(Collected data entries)
========
PR #24, opened 2017-03-17
RAP-1716 Add some additional management and helper methods

georgelesica-wf:
### Description

Based on some of our discussions around memory leaks and best practices I decided to add a few more, hopefully helpful utility methods.

### Changes

Add the following:

  * `Future<T> awaitBeforeDispose<T>(Future<T> future)` - causes the object to await the given future before disposing. The future itself is returned for convenience.
  * `Future<T> getManagedDelayedFuture<T>(Duration duration, T callback())` - returns a delayed future that will complete with the result of calling `callback` after a specific duration. If the object is disposed before the duration has elapsed the future will still complete, but with an `ObjectDisposedException` error.
  * `Completer<T> manageCompleter<T>(Completer<T> completer)` - manages a completer by completing it with an `ObjectDisposedException` error if the object is disposed before the completer has completed.

### Semantic Versioning

- [ ] **Patch**
- [x] **Minor**
  - [x] This change deprecates a part of the public API
* [ ] Major

### Testing/QA

- [ ] CI passes

### Code Review

@dustinlessard-wf
@evanweible-wf
@jayudey-wf
@maxwellpeterson-wf
@sebastianmalysa-wf
@trentgrover-wf
@Workiva/rich-app-platform-pp

### DIFF
--- a/analysis_options.yaml
+++ b/analysis_options.yaml
@@ -34,7 +34,6 @@ linter:
     - library_names
     - library_prefixes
========
● What to produce
All of the data needs to be repeated exactly.

● Reply
PR #24, opened 2017-03-17
RAP-1716 Add some additional management and helper methods

georgelesica-wf:
### Description

Based on some of our discussions around memory leaks and best practices I decided to add a few more, hopefully helpful utility methods.

### Changes

Add the following:

  * `Future<T> awaitBeforeDispose<T>(Future<T> future)` - causes the object to await the given future before disposing. The future itself is returned for convenience.
  * `Future<T> getManagedDelayedFuture<T>(Duration duration, T callback())` - returns a delayed future that will complete with the result of calling `callback` after a specific duration. If the object is disposed before the duration has elapsed the future will still complete, but with an `ObjectDisposedException` error.
  * `Completer<T> manageCompleter<T>(Completer<T> completer)` - manages a completer by completing it with an `ObjectDisposedException` error if the object is disposed before the completer has completed.

### Semantic Versioning

- [ ] **Patch**
- [x] **Minor**
  - [x] This change deprecates a part of the public API
* [ ] Major

### Testing/QA

- [ ] CI passes

### Code Review

@dustinlessard-wf
@evanweible-wf
@jayudey-wf
@maxwellpeterson-wf
@sebastianmalysa-wf
@trentgrover-wf
@Workiva/rich-app-platform-pp

### DIFF
--- a/analysis_options.yaml
+++ b/analysis_options.yaml
@@ -34,7 +34,6 @@ linter:
     - library_names
     - library_prefixes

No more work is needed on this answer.